::: DATA RECORDS

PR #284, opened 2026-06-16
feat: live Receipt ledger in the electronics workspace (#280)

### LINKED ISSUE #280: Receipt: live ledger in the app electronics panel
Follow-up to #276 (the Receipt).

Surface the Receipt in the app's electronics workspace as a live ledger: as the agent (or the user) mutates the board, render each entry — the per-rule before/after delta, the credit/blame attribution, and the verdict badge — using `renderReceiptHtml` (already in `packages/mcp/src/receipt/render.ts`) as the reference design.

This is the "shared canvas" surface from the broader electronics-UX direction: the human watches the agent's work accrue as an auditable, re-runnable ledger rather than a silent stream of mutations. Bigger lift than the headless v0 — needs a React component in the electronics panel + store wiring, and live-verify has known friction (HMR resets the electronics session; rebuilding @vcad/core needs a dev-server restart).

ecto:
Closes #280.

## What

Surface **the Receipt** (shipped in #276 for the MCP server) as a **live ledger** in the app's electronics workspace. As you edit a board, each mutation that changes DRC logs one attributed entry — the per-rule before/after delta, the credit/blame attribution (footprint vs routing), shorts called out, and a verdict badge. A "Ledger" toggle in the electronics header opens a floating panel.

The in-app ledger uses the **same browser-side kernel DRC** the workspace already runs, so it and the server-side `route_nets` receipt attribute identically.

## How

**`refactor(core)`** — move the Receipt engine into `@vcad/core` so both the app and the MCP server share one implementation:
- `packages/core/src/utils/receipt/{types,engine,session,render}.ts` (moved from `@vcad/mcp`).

::::::
::: DATA RECORDS

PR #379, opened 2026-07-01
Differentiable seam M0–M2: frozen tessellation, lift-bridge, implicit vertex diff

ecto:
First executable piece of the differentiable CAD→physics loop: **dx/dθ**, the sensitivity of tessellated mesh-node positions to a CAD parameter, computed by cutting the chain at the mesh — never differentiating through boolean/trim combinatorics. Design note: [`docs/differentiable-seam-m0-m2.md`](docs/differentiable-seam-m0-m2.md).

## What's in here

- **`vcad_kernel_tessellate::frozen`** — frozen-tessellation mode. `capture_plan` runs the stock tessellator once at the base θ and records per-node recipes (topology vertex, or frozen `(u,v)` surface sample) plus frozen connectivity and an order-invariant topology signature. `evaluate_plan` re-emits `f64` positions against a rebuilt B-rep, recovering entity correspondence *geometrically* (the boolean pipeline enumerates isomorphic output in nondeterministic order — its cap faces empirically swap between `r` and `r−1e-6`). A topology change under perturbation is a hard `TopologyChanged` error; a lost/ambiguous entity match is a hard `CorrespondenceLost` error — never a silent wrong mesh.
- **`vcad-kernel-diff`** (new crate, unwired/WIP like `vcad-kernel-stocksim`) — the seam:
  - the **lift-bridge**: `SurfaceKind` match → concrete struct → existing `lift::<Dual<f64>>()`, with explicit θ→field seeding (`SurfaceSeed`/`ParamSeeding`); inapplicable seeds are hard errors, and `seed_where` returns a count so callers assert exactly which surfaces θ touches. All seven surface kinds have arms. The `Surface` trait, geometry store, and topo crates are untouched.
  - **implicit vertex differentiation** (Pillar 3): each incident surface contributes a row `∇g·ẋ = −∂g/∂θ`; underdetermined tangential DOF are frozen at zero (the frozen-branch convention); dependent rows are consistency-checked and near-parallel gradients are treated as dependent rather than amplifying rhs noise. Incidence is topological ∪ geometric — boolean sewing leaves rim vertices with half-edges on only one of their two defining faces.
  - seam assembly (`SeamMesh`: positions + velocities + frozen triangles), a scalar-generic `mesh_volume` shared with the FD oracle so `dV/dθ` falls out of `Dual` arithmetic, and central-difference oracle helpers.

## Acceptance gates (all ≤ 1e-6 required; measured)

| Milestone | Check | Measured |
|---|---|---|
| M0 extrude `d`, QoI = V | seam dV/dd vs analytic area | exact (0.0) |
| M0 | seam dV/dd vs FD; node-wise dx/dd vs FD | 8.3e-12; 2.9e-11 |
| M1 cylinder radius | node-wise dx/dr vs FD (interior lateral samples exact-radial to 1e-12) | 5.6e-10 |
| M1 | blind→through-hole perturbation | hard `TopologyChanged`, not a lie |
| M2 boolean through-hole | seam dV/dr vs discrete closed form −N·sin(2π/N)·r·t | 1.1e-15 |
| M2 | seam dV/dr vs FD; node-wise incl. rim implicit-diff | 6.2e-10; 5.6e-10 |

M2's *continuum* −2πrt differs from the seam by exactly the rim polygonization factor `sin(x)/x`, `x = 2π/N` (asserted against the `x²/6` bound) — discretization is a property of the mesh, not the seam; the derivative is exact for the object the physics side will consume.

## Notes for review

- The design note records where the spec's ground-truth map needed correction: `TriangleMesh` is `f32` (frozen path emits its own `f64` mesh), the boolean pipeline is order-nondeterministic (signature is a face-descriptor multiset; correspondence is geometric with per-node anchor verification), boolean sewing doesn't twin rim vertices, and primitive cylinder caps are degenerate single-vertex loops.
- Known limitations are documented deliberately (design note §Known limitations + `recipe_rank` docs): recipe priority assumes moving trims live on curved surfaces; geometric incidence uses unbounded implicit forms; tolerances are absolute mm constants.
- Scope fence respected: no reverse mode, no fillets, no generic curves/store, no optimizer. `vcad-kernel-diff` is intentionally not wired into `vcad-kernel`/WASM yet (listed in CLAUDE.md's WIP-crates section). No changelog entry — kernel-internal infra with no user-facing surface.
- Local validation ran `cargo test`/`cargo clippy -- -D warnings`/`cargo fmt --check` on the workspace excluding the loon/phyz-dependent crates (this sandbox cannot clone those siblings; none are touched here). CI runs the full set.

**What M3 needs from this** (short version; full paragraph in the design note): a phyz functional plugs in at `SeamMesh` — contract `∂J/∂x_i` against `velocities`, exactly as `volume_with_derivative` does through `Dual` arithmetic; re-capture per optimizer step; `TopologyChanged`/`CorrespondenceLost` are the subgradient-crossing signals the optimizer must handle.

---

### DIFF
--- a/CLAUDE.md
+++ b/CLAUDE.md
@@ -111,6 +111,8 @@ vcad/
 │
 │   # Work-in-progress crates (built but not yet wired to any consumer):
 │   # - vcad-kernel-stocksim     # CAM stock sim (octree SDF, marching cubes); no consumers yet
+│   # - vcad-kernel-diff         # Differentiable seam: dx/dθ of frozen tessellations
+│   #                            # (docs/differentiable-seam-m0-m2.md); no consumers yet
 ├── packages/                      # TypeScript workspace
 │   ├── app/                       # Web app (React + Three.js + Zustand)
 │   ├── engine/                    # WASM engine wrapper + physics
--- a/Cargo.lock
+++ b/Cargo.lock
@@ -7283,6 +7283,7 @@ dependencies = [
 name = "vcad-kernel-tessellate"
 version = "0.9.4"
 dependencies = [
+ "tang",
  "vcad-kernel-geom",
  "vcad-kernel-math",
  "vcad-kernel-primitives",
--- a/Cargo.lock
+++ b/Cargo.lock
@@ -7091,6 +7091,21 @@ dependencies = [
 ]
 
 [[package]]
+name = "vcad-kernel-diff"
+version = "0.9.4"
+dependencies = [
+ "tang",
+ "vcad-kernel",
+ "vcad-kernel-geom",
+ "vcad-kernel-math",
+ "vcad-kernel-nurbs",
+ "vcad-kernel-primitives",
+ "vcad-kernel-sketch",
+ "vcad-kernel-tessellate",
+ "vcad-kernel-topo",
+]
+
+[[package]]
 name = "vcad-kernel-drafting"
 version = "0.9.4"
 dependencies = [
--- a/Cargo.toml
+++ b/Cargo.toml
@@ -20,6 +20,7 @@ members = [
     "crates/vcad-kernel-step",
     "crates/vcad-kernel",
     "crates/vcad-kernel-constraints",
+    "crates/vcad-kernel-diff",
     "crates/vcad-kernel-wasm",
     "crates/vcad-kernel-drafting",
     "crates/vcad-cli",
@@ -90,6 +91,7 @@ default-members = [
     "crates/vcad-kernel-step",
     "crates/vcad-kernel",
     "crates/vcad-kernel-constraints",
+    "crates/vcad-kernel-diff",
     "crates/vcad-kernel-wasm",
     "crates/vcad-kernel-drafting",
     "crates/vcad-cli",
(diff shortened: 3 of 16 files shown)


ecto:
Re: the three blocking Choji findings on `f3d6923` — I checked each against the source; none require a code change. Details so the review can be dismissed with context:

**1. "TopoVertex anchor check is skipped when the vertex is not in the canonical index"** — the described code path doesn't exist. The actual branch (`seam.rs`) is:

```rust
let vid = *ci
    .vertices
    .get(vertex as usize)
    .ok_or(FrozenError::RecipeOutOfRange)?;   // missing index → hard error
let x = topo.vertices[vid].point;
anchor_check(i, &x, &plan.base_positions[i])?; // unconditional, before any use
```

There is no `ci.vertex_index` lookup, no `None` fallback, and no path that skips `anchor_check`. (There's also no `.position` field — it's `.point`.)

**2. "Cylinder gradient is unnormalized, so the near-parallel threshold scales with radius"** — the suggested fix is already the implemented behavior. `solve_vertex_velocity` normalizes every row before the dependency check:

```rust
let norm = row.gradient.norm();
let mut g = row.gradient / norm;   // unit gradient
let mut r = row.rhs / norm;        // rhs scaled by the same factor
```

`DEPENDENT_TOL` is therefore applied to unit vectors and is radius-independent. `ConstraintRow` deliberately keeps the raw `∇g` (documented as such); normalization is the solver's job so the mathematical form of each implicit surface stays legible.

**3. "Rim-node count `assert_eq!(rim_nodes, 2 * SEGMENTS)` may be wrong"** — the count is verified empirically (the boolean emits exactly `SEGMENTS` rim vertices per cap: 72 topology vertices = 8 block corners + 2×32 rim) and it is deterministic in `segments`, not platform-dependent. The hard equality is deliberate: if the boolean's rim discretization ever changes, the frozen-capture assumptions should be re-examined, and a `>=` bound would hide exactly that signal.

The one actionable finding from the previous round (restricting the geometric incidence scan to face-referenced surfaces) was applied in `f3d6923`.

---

::::::

* TASK DETAILS
Scan the entries for the word "primitives". Report each line that has it.

* RESPONSE
  "vcad-kernel-primitives",
+ "vcad-kernel-primitives",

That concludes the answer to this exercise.